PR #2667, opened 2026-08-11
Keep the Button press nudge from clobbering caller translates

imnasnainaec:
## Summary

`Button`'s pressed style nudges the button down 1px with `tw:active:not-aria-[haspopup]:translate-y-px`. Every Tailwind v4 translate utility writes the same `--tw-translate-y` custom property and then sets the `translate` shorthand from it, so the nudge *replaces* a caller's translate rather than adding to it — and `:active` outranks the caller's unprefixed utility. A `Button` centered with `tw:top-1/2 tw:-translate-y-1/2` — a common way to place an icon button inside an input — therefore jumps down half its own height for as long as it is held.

-=-=-

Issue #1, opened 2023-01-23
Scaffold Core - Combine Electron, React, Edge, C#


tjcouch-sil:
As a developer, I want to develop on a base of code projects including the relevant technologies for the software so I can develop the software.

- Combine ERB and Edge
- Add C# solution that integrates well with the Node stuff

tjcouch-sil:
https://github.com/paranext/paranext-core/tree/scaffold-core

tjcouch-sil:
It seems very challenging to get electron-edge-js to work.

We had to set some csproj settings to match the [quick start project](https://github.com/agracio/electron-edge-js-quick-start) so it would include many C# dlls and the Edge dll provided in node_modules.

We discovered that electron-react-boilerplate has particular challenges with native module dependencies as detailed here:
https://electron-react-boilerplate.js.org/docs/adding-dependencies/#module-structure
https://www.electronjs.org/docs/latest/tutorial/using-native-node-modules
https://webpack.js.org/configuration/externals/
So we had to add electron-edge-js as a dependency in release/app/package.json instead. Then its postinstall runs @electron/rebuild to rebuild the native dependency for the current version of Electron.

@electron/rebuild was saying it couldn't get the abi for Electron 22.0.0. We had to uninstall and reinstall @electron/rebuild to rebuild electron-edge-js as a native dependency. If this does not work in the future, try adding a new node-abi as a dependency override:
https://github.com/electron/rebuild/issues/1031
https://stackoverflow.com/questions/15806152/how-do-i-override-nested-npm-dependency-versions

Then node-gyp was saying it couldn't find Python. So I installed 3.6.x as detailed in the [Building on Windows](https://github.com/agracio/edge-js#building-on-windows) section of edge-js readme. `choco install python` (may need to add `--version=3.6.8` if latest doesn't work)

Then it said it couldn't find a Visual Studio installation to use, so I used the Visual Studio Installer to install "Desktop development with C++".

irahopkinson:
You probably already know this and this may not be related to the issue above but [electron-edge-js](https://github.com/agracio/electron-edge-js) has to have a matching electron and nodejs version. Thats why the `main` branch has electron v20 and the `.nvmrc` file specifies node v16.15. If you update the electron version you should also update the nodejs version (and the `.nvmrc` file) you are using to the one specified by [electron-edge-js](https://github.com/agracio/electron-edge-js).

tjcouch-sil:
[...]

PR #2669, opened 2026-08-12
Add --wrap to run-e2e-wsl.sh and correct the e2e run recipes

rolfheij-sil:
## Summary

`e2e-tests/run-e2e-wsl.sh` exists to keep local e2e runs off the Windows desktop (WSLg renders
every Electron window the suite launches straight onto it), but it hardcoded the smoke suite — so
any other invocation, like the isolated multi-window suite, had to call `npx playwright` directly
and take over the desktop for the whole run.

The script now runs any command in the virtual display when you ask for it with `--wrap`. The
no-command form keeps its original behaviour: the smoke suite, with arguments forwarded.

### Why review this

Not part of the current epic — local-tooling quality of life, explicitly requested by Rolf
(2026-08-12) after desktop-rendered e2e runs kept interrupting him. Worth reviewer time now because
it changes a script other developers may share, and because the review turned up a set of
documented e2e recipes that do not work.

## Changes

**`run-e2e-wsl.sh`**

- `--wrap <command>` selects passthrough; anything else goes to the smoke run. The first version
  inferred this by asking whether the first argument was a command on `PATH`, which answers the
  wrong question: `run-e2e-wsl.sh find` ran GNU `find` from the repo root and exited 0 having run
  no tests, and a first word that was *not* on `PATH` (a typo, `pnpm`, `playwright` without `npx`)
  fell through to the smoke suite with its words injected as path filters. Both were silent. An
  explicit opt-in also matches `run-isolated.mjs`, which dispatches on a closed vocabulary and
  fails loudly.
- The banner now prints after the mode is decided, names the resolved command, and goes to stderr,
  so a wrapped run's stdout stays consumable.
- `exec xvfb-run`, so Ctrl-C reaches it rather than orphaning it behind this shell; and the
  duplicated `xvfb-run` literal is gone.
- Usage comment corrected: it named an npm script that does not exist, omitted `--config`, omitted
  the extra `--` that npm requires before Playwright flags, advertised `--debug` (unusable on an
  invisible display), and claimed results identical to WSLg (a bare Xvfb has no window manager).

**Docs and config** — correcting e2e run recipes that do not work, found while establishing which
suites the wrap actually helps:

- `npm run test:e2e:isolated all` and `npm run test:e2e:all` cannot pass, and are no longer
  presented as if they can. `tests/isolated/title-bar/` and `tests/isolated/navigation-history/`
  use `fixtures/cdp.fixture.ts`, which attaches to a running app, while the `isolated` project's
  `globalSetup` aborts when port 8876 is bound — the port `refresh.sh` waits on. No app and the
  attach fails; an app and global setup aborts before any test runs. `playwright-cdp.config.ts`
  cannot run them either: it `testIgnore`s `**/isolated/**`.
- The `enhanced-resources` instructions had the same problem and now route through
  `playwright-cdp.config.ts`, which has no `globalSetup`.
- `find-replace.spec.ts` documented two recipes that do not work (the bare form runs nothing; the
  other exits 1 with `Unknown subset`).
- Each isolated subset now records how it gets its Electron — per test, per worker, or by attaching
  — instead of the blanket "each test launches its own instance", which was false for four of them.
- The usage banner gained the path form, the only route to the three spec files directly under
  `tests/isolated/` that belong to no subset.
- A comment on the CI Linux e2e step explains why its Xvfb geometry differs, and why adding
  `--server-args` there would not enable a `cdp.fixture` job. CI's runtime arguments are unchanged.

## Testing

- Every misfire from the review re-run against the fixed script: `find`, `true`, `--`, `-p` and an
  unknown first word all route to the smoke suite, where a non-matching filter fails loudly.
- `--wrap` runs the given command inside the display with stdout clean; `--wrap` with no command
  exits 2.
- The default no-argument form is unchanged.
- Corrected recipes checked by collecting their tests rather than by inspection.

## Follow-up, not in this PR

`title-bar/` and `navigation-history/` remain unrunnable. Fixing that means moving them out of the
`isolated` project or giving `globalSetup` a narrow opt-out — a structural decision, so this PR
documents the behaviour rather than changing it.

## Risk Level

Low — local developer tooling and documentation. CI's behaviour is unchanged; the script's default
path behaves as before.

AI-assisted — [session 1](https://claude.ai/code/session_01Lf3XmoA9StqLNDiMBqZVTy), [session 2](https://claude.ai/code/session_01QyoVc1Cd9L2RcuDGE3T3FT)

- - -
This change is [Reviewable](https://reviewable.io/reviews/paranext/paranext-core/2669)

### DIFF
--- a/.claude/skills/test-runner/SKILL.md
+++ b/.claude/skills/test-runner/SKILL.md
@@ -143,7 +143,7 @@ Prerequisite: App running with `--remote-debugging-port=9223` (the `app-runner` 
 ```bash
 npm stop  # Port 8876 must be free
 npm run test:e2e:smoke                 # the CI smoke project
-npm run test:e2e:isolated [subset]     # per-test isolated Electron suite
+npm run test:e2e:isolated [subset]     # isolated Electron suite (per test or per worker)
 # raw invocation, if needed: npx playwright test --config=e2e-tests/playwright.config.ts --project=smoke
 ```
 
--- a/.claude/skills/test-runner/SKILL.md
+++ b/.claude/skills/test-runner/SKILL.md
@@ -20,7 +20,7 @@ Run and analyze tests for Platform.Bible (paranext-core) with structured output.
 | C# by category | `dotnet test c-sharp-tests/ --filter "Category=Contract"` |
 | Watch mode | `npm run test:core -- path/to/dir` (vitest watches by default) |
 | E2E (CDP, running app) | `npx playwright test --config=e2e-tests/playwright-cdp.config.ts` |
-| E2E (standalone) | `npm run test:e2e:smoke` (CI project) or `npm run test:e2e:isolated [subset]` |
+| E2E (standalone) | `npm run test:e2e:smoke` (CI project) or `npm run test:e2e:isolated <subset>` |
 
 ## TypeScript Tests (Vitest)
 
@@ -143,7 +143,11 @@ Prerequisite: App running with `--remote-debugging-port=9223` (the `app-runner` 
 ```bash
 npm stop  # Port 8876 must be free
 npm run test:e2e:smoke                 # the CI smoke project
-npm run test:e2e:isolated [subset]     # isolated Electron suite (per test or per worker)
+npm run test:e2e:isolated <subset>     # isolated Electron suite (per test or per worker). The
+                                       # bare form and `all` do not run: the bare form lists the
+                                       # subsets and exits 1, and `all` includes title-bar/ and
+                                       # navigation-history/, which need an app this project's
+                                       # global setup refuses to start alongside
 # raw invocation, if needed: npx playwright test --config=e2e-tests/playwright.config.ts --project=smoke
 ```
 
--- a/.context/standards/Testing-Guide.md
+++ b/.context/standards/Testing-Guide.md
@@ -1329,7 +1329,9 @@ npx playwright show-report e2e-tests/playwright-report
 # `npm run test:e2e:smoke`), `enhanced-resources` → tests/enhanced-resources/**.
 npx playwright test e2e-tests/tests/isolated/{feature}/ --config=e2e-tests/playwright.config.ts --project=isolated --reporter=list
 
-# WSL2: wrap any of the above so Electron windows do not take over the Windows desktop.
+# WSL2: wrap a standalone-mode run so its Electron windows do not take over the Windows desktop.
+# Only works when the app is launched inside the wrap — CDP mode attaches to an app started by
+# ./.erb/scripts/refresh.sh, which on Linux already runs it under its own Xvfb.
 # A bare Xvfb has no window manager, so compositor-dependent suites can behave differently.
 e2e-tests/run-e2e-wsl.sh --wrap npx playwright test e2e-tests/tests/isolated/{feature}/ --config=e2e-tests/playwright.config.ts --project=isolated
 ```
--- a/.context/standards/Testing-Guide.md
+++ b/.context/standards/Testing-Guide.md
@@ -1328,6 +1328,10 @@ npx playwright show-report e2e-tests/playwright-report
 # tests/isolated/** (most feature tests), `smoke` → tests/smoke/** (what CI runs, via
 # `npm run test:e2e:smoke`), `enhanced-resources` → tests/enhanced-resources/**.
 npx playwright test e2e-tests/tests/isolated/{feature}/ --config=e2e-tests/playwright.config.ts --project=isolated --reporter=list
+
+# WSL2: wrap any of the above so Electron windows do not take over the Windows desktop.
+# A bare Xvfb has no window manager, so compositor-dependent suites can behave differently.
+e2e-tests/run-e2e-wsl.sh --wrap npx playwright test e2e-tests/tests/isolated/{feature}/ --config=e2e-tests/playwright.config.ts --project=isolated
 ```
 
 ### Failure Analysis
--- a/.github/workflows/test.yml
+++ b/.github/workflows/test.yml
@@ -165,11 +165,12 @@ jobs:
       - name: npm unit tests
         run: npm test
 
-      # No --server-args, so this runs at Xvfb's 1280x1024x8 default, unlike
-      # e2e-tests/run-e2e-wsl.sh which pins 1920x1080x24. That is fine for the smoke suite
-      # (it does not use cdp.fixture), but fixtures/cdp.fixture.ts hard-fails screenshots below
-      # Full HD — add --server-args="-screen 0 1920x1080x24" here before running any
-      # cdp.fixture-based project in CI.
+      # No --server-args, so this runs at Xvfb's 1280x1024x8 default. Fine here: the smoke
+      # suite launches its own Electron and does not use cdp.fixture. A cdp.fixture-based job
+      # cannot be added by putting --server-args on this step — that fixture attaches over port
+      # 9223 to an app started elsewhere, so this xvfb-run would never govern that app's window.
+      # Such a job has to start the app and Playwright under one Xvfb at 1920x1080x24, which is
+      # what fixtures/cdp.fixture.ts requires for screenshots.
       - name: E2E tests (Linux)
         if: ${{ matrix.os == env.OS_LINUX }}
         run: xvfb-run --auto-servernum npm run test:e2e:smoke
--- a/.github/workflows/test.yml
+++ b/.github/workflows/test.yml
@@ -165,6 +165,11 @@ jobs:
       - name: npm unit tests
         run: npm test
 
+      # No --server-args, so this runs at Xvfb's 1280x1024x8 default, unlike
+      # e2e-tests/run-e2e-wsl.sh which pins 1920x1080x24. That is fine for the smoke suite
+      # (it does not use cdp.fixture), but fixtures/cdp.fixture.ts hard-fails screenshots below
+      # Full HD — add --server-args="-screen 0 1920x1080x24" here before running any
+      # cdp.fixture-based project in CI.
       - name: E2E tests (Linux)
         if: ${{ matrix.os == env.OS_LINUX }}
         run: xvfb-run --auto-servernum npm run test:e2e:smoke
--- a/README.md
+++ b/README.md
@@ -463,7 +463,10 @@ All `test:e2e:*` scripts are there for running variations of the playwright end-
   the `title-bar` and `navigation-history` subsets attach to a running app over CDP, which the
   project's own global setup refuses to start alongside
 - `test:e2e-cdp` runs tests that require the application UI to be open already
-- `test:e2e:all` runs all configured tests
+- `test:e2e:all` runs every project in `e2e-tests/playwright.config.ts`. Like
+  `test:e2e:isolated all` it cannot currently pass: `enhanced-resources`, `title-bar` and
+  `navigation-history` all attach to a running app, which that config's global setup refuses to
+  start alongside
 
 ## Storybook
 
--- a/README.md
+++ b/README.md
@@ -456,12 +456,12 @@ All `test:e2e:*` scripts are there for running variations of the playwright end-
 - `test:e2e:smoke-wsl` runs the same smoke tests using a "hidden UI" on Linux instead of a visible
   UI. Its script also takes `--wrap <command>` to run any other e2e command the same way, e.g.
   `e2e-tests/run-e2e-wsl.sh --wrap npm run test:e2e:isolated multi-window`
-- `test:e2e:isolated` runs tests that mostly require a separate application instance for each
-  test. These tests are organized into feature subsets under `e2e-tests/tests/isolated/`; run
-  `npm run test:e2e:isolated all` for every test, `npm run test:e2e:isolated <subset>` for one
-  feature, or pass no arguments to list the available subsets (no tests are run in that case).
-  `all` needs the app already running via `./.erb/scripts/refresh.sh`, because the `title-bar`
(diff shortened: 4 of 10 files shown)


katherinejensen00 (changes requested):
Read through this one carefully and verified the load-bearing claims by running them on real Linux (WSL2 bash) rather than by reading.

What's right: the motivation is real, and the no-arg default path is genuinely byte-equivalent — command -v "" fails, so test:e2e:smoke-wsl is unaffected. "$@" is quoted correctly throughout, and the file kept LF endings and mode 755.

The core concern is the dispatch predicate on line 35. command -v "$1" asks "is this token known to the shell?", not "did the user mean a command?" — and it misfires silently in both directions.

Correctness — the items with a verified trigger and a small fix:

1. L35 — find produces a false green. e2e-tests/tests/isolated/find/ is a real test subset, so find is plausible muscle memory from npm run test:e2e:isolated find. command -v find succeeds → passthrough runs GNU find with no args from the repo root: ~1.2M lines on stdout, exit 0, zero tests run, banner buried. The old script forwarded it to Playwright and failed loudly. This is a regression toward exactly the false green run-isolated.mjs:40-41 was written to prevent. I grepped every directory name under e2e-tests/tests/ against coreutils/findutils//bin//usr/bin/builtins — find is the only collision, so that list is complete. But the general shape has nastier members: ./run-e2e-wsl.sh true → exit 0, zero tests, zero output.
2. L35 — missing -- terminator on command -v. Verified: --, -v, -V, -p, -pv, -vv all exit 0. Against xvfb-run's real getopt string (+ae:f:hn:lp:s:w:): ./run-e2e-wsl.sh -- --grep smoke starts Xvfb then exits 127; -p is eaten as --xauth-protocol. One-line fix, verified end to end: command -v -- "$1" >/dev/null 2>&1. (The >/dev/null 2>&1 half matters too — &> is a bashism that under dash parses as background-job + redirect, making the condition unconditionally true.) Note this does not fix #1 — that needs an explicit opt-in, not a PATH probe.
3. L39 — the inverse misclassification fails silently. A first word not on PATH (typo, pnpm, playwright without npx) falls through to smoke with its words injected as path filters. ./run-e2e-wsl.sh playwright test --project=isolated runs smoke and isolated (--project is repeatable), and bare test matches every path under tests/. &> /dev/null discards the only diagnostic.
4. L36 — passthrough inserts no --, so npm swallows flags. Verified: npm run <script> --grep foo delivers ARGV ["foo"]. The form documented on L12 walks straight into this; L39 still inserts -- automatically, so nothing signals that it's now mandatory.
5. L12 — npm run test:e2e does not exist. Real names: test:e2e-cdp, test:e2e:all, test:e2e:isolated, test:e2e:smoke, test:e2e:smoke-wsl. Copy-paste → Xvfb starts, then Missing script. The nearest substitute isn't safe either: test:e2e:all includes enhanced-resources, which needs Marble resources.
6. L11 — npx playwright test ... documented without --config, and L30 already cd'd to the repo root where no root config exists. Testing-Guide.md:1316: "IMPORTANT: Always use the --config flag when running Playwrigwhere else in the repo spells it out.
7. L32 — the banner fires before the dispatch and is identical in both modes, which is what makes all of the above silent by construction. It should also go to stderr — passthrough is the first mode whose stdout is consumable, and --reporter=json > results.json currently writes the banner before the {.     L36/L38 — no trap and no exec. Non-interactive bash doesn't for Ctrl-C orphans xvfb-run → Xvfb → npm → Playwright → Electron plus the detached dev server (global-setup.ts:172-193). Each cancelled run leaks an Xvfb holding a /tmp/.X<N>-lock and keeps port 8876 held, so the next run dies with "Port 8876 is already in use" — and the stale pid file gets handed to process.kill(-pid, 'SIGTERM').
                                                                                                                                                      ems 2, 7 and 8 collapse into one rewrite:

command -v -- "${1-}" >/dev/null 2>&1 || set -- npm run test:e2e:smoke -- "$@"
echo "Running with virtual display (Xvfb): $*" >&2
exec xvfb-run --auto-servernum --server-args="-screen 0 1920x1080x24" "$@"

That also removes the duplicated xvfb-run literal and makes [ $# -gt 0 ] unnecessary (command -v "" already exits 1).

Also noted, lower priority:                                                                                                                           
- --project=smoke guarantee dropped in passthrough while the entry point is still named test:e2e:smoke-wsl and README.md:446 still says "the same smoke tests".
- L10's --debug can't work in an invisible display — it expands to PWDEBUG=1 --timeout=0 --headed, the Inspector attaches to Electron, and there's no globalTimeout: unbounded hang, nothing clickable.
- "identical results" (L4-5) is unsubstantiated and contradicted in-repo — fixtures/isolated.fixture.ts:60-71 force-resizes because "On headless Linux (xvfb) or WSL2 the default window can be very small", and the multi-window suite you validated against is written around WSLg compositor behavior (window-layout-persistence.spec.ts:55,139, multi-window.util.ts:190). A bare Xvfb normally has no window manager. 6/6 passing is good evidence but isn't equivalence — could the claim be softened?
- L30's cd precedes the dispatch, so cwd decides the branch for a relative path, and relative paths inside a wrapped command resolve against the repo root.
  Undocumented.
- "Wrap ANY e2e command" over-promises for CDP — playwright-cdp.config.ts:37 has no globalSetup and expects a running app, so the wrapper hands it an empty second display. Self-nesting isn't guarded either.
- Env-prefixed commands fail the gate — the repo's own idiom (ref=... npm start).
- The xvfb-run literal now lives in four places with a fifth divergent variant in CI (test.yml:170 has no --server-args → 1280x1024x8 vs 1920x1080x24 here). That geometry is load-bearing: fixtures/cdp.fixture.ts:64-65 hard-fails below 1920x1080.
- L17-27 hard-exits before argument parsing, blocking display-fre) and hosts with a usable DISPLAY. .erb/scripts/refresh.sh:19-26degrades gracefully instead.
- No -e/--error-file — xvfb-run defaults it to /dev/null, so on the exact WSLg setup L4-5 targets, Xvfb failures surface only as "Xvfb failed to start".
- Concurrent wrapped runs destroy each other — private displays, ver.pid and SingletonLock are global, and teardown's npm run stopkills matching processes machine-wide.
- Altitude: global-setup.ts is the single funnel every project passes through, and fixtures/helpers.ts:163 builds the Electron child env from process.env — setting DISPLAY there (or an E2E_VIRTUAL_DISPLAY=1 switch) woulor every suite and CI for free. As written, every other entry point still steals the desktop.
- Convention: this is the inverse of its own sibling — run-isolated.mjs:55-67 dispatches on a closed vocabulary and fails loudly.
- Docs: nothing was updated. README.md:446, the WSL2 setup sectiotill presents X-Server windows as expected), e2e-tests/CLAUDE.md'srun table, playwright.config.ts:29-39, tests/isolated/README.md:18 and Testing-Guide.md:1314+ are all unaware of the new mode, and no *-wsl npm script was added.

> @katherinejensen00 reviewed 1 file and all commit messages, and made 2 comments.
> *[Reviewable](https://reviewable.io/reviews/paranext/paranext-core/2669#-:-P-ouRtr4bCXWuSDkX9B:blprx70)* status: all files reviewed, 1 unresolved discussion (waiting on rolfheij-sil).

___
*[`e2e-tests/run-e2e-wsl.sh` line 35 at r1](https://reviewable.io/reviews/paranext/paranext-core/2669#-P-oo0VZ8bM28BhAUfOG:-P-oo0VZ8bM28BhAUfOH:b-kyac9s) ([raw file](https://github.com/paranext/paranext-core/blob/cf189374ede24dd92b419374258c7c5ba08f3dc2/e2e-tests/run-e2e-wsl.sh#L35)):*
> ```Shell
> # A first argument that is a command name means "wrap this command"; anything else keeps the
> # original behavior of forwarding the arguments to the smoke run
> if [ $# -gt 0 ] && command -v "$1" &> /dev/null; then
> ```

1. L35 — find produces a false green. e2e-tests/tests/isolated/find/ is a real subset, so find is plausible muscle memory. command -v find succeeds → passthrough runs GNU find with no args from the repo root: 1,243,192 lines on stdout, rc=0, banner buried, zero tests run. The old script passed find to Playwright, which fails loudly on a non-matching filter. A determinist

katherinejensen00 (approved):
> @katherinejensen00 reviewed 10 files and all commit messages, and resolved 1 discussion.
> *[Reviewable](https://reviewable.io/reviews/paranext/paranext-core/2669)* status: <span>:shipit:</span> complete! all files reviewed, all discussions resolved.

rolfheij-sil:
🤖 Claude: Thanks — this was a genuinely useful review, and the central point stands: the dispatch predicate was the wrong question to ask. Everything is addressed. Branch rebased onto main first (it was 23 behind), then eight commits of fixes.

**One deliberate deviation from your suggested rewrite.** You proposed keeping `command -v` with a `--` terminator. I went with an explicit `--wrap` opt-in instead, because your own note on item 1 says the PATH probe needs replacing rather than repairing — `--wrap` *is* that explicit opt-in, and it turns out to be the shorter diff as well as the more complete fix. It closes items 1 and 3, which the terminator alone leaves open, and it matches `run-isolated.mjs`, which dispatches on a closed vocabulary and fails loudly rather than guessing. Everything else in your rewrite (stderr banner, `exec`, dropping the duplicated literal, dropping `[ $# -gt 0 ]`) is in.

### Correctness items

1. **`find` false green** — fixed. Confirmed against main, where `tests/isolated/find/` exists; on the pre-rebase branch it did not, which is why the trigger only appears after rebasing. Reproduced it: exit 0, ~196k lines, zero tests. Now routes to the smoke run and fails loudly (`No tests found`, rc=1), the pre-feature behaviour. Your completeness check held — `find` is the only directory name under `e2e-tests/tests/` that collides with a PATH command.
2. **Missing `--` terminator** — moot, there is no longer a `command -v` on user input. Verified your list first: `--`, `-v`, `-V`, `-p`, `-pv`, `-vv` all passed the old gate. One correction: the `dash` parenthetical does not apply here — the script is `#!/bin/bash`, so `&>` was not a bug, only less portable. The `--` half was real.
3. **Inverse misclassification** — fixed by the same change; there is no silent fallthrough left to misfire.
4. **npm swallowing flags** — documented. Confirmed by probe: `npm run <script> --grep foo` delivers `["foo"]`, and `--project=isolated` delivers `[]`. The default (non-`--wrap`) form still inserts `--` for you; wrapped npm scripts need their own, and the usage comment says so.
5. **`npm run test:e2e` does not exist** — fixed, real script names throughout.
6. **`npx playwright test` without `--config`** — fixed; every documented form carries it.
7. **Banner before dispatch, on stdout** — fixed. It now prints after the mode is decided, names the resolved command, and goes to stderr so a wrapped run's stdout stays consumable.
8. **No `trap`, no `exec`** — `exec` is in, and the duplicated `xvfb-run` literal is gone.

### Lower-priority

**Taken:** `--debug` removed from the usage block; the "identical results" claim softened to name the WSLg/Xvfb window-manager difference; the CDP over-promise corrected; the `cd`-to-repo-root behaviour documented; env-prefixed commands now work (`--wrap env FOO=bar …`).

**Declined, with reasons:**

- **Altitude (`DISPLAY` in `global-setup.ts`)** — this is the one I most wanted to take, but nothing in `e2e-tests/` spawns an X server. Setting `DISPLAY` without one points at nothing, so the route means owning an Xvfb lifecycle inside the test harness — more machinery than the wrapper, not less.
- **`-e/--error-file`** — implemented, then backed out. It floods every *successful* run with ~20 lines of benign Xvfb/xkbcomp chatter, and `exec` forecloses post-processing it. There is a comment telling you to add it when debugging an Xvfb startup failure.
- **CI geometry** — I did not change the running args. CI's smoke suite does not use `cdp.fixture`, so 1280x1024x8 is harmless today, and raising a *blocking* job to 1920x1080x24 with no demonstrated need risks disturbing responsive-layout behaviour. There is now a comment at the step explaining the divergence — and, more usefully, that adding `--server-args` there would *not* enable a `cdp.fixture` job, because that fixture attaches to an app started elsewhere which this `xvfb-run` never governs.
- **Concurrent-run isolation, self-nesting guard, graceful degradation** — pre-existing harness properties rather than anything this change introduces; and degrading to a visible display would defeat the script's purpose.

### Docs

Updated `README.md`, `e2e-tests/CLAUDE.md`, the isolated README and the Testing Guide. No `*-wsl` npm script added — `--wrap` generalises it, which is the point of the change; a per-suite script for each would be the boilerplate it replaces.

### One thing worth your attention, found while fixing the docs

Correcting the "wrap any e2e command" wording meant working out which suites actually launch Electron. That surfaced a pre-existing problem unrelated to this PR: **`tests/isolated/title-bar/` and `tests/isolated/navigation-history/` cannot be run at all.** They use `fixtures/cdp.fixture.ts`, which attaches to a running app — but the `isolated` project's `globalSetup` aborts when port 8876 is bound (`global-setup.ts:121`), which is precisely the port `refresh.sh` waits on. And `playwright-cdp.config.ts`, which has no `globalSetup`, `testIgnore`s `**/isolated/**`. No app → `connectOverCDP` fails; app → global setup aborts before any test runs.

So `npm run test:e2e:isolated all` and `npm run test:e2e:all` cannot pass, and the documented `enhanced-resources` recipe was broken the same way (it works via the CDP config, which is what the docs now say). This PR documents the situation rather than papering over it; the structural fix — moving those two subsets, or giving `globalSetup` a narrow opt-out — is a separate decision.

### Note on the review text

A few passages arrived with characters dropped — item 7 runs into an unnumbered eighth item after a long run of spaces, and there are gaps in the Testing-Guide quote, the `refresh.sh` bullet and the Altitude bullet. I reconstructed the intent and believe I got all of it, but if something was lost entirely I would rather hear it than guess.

-=-=-

__How to complete this task__:
Copy out the lines of the data where the word "agracio" can be found.

__Response box__:
We had to set some csproj settings to match the [quick start project](https://github.com/agracio/electron-edge-js-quick-start) so it would include many C# dlls and the Edge dll provided in node_modules.
Then node-gyp was saying it couldn't find Python. So I installed 3.6.x as detailed in the [Building on Windows](https://github.com/agracio/edge-js#building-on-windows) section of edge-js readme. `choco install python` (may need to add `--version=3.6.8` if latest doesn't work)
You probably already know this and this may not be related to the issue above but [electron-edge-js](https://github.com/agracio/electron-edge-js) has to have a matching electron and nodejs version. Thats why the `main` branch has electron v20 and the `.nvmrc` file specifies node v16.15. If you update the electron version you should also update the nodejs version (and the `.nvmrc` file) you are using to the one specified by [electron-edge-js](https://github.com/agracio/electron-edge-js).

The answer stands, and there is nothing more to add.